*ACTIVITY*. Print the listing below exactly as written.

Top of DATA PROVIDED

PR #162, opened 2018-07-09
[ML-4154] Added testing for before/after of ml benchmarks.

MrBago:
This PR adds a unit tests which runs the `beforeBenchmark` & `afterBenchmark` methods for the benchmarks included in mllib-small.yaml.

### DIFF
--- a/src/test/scala/com/databricks/spark/sql/perf/mllib/MLLibSuite.scala
+++ b/src/test/scala/com/databricks/spark/sql/perf/mllib/MLLibSuite.scala
@@ -2,27 +2,28 @@ package com.databricks.spark.sql.perf.mllib
 
 import org.scalatest.{BeforeAndAfterAll, FunSuite}
 
-import org.apache.spark.{SparkConf, SparkContext}
-import org.apache.spark.sql.Row
+import org.apache.spark.sql.{Row, SparkSession}
 
 class MLLibSuite extends FunSuite with BeforeAndAfterAll {
 
-  private var sc: SparkContext = _
+  private var sparkSession: SparkSession = _
 
   override def beforeAll(): Unit = {
     super.beforeAll()
-    val sparkConf = new SparkConf().setAppName("MLlib QA").setMaster("local[2]")
-    sc = SparkContext.getOrCreate(sparkConf)
+    sparkSession = SparkSession.builder.master("local[2]").appName("MLlib QA").getOrCreate()
   }
 
   override def afterAll(): Unit = {
-    super.afterAll()
-    if (sc != null) {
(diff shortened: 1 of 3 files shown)


src/test/scala/com/databricks/spark/sql/perf/mllib/MLLibSuite.scala
```diff
@@ -1,10 +1,29 @@
...
+  private var sc: SparkContext = _
+
+  override def beforeAll(): Unit = {
+    super.beforeAll()
+    val sparkConf = new SparkConf().setAppName("MLlib QA").setMaster("local[2]")
+    sc = SparkContext.getOrCreate(sparkConf)
+  }
+
+  override def afterAll(): Unit = {
+    super.afterAll()
```
jkbradley: Call super.afterAll at the end of this method

src/test/scala/com/databricks/spark/sql/perf/mllib/MLLibSuite.scala
```diff
@@ -1,10 +1,29 @@
...
 
-class MLLibTest extends FunSuite {
+class MLLibSuite extends FunSuite with BeforeAndAfterAll {
+
+  private var sc: SparkContext = _
+
+  override def beforeAll(): Unit = {
+    super.beforeAll()
+    val sparkConf = new SparkConf().setAppName("MLlib QA").setMaster("local[2]")
+    sc = SparkContext.getOrCreate(sparkConf)
```
jkbradley: This is fine with me since it works, but you could use a SparkSession since we don't need to support Spark 2.0 anymore.

src/test/scala/com/databricks/spark/sql/perf/mllib/MLLibSuite.scala
```diff
@@ -1,10 +1,29 @@
...
+  }
+
+  override def afterAll(): Unit = {
+    super.afterAll()
+    if (sc != null) {
+      sc.stop()
+    }
+    // To avoid RPC rebinding to the same port, since it doesn't unbind immediately on shutdown
```
jkbradley: curious: Is this from somewhere or because of a problem you hit?

MrBago: I copied this from the `LocalSparkSession` trait, https://livegrep.dev.databricks.com/view/databricks/spark-master/core/src/test/scala/org/apache/spark/LocalSparkContext.scala#L55

jkbradley:
LGTM
Merging
Thanks!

Bottom of DATA PROVIDED

*TASK ANSWER*.
PR #162, opened 2018-07-09
[ML-4154] Added testing for before/after of ml benchmarks.

MrBago:
This PR adds a unit tests which runs the `beforeBenchmark` & `afterBenchmark` methods for the benchmarks included in mllib-small.yaml.

### DIFF
--- a/src/test/scala/com/databricks/spark/sql/perf/mllib/MLLibSuite.scala
+++ b/src/test/scala/com/databricks/spark/sql/perf/mllib/MLLibSuite.scala
@@ -2,27 +2,28 @@ package com.databricks.spark.sql.perf.mllib
 
 import org.scalatest.{BeforeAndAfterAll, FunSuite}
 
-import org.apache.spark.{SparkConf, SparkContext}
-import org.apache.spark.sql.Row
+import org.apache.spark.sql.{Row, SparkSession}
 
 class MLLibSuite extends FunSuite with BeforeAndAfterAll {
 
-  private var sc: SparkContext = _
+  private var sparkSession: SparkSession = _
 
   override def beforeAll(): Unit = {
     super.beforeAll()
-    val sparkConf = new SparkConf().setAppName("MLlib QA").setMaster("local[2]")
-    sc = SparkContext.getOrCreate(sparkConf)
+    sparkSession = SparkSession.builder.master("local[2]").appName("MLlib QA").getOrCreate()
   }
 
   override def afterAll(): Unit = {
-    super.afterAll()
-    if (sc != null) {
(diff shortened: 1 of 3 files shown)


src/test/scala/com/databricks/spark/sql/perf/mllib/MLLibSuite.scala
```diff
@@ -1,10 +1,29 @@
...
+  private var sc: SparkContext = _
+
+  override def beforeAll(): Unit = {
+    super.beforeAll()
+    val sparkConf = new SparkConf().setAppName("MLlib QA").setMaster("local[2]")
+    sc = SparkContext.getOrCreate(sparkConf)
+  }
+
+  override def afterAll(): Unit = {
+    super.afterAll()
```
jkbradley: Call super.afterAll at the end of this method

src/test/scala/com/databricks/spark/sql/perf/mllib/MLLibSuite.scala
```diff
@@ -1,10 +1,29 @@
...
 
-class MLLibTest extends FunSuite {
+class MLLibSuite extends FunSuite with BeforeAndAfterAll {
+
+  private var sc: SparkContext = _
+
+  override def beforeAll(): Unit = {
+    super.beforeAll()
+    val sparkConf = new SparkConf().setAppName("MLlib QA").setMaster("local[2]")
+    sc = SparkContext.getOrCreate(sparkConf)
```
jkbradley: This is fine with me since it works, but you could use a SparkSession since we don't need to support Spark 2.0 anymore.

src/test/scala/com/databricks/spark/sql/perf/mllib/MLLibSuite.scala
```diff
@@ -1,10 +1,29 @@
...
+  }
+
+  override def afterAll(): Unit = {
+    super.afterAll()
+    if (sc != null) {
+      sc.stop()
+    }
+    // To avoid RPC rebinding to the same port, since it doesn't unbind immediately on shutdown
```
jkbradley: curious: Is this from somewhere or because of a problem you hit?

MrBago: I copied this from the `LocalSparkSession` trait, https://livegrep.dev.databricks.com/view/databricks/spark-master/core/src/test/scala/org/apache/spark/LocalSparkContext.scala#L55

jkbradley:
LGTM
Merging
Thanks!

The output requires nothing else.